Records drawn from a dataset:
===============

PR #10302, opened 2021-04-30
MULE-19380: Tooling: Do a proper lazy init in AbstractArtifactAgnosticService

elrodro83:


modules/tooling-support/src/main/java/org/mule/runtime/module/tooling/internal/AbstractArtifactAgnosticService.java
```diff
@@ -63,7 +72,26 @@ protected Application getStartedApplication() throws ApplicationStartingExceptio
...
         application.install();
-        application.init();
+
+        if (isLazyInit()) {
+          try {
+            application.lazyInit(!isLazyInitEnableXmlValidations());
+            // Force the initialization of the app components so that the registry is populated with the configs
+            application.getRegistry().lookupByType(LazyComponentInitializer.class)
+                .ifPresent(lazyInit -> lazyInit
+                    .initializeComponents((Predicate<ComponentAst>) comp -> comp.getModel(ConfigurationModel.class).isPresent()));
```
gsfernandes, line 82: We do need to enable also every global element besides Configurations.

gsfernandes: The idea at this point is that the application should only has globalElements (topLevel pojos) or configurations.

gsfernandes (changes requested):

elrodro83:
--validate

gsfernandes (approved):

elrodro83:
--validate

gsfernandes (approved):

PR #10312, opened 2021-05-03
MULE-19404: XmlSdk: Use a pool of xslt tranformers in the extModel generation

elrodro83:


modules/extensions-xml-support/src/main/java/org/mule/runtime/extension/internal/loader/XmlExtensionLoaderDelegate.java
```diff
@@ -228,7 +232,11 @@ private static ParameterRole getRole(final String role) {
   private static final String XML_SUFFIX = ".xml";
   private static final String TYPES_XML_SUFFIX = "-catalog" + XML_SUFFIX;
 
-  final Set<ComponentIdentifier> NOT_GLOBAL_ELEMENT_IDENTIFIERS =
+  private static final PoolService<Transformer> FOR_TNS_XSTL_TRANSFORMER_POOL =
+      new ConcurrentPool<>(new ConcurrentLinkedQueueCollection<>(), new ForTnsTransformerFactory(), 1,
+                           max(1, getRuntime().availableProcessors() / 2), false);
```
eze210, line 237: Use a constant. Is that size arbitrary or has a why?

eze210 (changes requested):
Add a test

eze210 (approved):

===============

Task:
State only how many lines above contain "changes".

Answer box:
2